Creating Reagent Libraries - Best Practices

General overview

The reactant libraries that are part of the Schrödinger Suite are generated from the eMolecules reagent database. The example workflow below illustrates the procedure that is used. The steps listed below use some additional scripts to standardize the reactants and filter based on properties generated in the standardization process. As these scripts are not generally available, you can instead use the -properties, -neutralize, and -desalt flags in the create_reagent_library.py script, or create your own procedures to perform filtering and standardization.

  1. The eMolecules library is standardized (stripped of salts, neutralized, etc.) and all the physicochemical properties are generated. You can use your own libraries of reagents, internal libraries, or preferred vendors, instead.

  2. The library is filtered using a general set of compound properties (MW < 400, AlogP < 5, rotatable bonds < 10, PSA < 120). Some libraries are not filtered using these physicochemical properties, as none or few of the reactants would survive these filters. In these cases the reactant library is generated using the unfiltered set (e.g. tri n-butyltin reagents would have too many rotatable bonds).

  3. The full library is filtered with a special set of reactant filters. This is a set of SMARTS filters to filter out some undesired chemotypes (excluding reactive handles).

  4. The reactant libraries are generated as .pfx files with the eMolecules ID as the name field, using the create_reagent_library.py script (see below).

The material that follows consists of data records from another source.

PR #172, opened 2023-02-14
Xpath ecr validator

KennethSkylight:
Description

Adding a sample validator for attributes for eCR records. It takes in a "config" file and maps them into a function to check if the record has the field then does a requirements check and a regex check.


phdi/validator/test.xml
```diff
@@ -0,0 +1,10 @@
+<foo>
```
BradySkylight, line 1: Let's keep the folder name consistent with the container.  Instead of 'validator' can we change this to 'validation'  the same for the python file validation.py instead of validate.py.

phdi/validator/validate.py
```diff
@@ -0,0 +1,171 @@
...
+        #     "textRequired": True,
+        #     "regEx": "/[0-9]{5}(?:-[0-9]{4})?/",
+        # },
+        {
+            "fieldName": "Provider ID",
+            "cdaPath": "//hl7:ClinicalDocument/hl7:componentOf/hl7:encompassingEncounter/hl7:responsibleParty/hl7:assignedEntity/hl7:id",
+            "attributes": [{"attributeName": "extension"}, {"attributeName": "root"}],
+        },
+    ]
+}
```
BradySkylight, line 101: This should be in a config file somewhere and then we should have only the portions we need for processing passed as within an input parameter probably as a dict.

phdi/validator/validate.py
```diff
@@ -0,0 +1,171 @@
...
+
+namespaces = {
+    "hl7": "urn:hl7-org:v3",
+    "xsi": "http://www.w3.org/2005/Atom",
+    "cda": "urn:hl7-org:v3",
+    "sdtc": "urn:hl7-org:sdtc",
+    "voc": "http://www.lantanagroup.com/voc",
+}
```
BradySkylight, line 109: Could we make these a global variable or perhaps as a Literal List/ENUM?

sample_config.yaml
```diff
@@ -0,0 +1,86 @@
...
+  #     - attributeName: example
+  #       regEx:
+  #     - attributeName: example
+  #       regEx:
+  #   textRequired: false
+  #   requiredIf:
+  #     otherFieldName:
+  #     otherFieldValue:
+  #     otherFieldAttribute:
+  #     otherFieldAttributeValue:
```
BradySkylight, line 86: Is this a sample or the LAC version or both?

phdi/validation/validate.py
```diff
@@ -0,0 +1,174 @@
...
+import re
+
+namespaces = {
+    "hl7": "urn:hl7-org:v3",
+    "xsi": "http://www.w3.org/2005/Atom",
+    "cda": "urn:hl7-org:v3",
+    "sdtc": "urn:hl7-org:sdtc",
+    "voc": "http://www.lantanagroup.com/voc",
+}
+
```
BradySkylight, line 11: This great!

BradySkylight (approved):
Good for a first pass.  I wish we were farther along, but we have a good list of next steps to knock out.  Thanks for the work on this!!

  5. For the reactions to work as intended it is important to use the -neutralize and -desalt options so that the resulting reactants are desalted and neutralized. This way the reactants match the SMARTS patterns of the corresponding reactions in which these are used.

Creating reagent libraries using the create_reagent_library script

create_reagent_library.py Command Help takes a structure file and creates reagent library files in the format required by combinatorial_synthesis Command Help, optionally installing them to your ~/.schrodinger directory. It is recommended to use the following options, for the reasons given:

  • -neutralize: the way the default reaction library is written, it is assumed that functional groups are in their neutral form; for example, carboxylic acids are protonated and amines are deprotonated. To ensure that reactants generated by the script are compatible with this convention, add this option.

  • -desalt: reactions in PathFinder are meant to act on one molecule at a time; if your building block library has salts, use this option to throw out the counterion.

    See create_reagent_library.py Command Help for information on the command options.

Reagent sources

By default, combinatorial_synthesis.py uses the reagent sources specified in the route file. In the case of reagents identified by reagent class, the script tries to find a file with a name based the reagent class in each of the following directories, in order of decreasing precedence:

  1. Directories specified with the -library_path argument;

  2. Directories specified via the SCHRODINGER_REAGENT_LIB environment variable;

  3. ~/.schrodinger/reagents or its Windows equivalent;

  4. $SCHRODINGER/mmshare-v*/data/reagents

For example, if a route requires a starting material of class "alcohol", the script will look for structure files matching alcohol.*, and if one structure file is found (e.g., alcohol.sdf) in a given directory, it is used as the reagent source. If multiple structure files are found in the same directory, an error is raised.

You can override the default reagent sources via the -r command-line option, which allows the specification of a reagent source for each starting material, identified by index. Before running the enumeration, you can get a summary of the route by passing the -print option:

$ run combinatorial_synthesis.py -print route-6.json
Alkylation-SN2-nuc=N
   R-Transform-Alkyl-Halide_to_ROH
       1: alcohol
   Schotten-Baumann_Amide
       2: acyl_chloride
       3: amine

The reagent lines all start with an indented number (the reagent index) followed by a colon. To specify non-default reagent sources for the alcohol (index #1), you could do the following:

$ run combinatorial_synthesis.py -r 1=my_alcohols.sdf route-6.json

The -r option can be passed multiple times; one per non-default reagent source.

Reagent classes data

This JSON object contains additional information about a reagent class. A reagent classes object looks like this:

{
  "acid_chlorides": {
    "description": "Handle with care!",
    "reactive": true,
    "smarts": "[#6:102]-[#6:5](=O)-Cl"
  },
  "alcohols": {
    "description": "Everybody's favorite functional group!",
    "reactive": false,
    "smarts": "[#6;!$([#6]=O):102]-[O;H1]"
  }
}

The available fields are:

  • reactive: compounds of a reactive reagent class should be starting materials for a route and can't appear in intermediate steps. For example, acid chlorides.

  • description: for informational purposes, maybe to show in the GUI.

  • smarts: may be used by create_reagent_library.py to create a reagent file for this class.